The longer that I’ve lived away from New Zealand the less that I’ve cared about following the news and blog coverage of the day to day political dramas. However, with the 2017 New Zealand General Election less than two months away I would have expected the competition between the two main parties to have become much closer than it is.
A little over six months ago John Key stepped down as Prime Minister and Bill English, who previously lead the National Party to their biggest defeat became Prime Minister. Since then there has been a few scandals within the National Party, namely, the Todd Barclay secret recordings affair. However, despite these upheavals within the incumbent party there has been very little change in their poll numbers with a current average of around 46% primary support.
In contrast, earlier today, Andrew Little’s leadership of the Labour party came to an end as their average poll numbers dropped to 25% and lower. If the new leader Jacinda Ardern can attract voters back to the party their numbers may improve slightly, but I cannot see Labour doubling their primary vote or taking a huge amount of support away from the National Party.
The reality of the New Zealand political landscape is that it is really boring. Although the National Party has been in power for nine years over three terms they have done extremely well in not giving many concessions to their more conservative and extreme right supporters and coalition partners. As a government they have been well disciplined and as a whole the country has grown economically.
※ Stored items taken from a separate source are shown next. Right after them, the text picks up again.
PR #5773, opened 2026-09-22
[SMI] Add opt-in summary plots and raw-sample timelines

arakowsk-amd:
SMI benchmark results currently require manual processing to compare cases, and aggregate logs discard the timing of individual observations. This adds opt-in automatic summary reports and lossless raw-sample capture with a standalone per-case timeline renderer.

- `AITER_SMI_PLOT=1` captures summary records and renders a report at normal process exit. `AITER_SMI_PLOT_DIR` defaults to `./smi_plots`; each process gets a separate run directory. Existing stdout and `AITER_SMI_OUTPUT_PATH` output are preserved.
- `AITER_SMI_TRACE=1` independently saves every collected sample and its timestamp, plus window boundaries and benchmark metadata. `AITER_SMI_TRACE_DIR` defaults to `./smi_traces`. Raw records are written after each monitoring window, outside the polling loop.
- `aiter/smi_plot.py` renders existing logs or directories into all-test, per-test, and per-case summary views. `aiter/smi_trace_plot.py` explicitly renders raw traces into per-case timelines, comparing variants in separate columns with clocks, power, activity, temperature, and VRAM panels.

While this stability is a blessing that other countries, including Australia, can only dream about (in the same time Australia has had four Prime Ministers and many more leadership spills) it also means that the opposition party has had very few big issues to create as a point of difference from the National Party. Furthermore, when the Labour Party does try and propose something different they often go too far. For example, they currently have a policy which proposes cutting immigration to New Zealand by up to 30,000 people.
Policies which harm the economic growth or unsettle a population which is entirely built on migration are unlikely to win many new supporters. Rednecks and other anti-immigration supporters have their fringe parties to support and Labour really needs to focus on the important day to day issues which will gain them supporters from the centre and centre-right. Policies such as committing to improved rail links in the major cities or changing the taxation system such that low income earners are better off without adversely increasing the tax on higher income earners are ideas that often get broad support. In particular with taxation you could introduce a tax-free threshold, increase taxes slightly at the higher income bands to offset the tax loss without affecting the overall tax payments on a median income earner, and still introduce a small capital gains tax. Policies which are well explained and are positive for the country are likely to gain supporters from the centre of the political spectrum.
Unfortunately, it appears New Zealand is on track for yet another National Party dominated government. Once again, I wish that more young people would vote as many of the parties and policies which are best geared towards them come from parties on the left. Without a strong opposition it enables the ruling party to easily push through laws and policies which are damaging to large minority groups without consequence.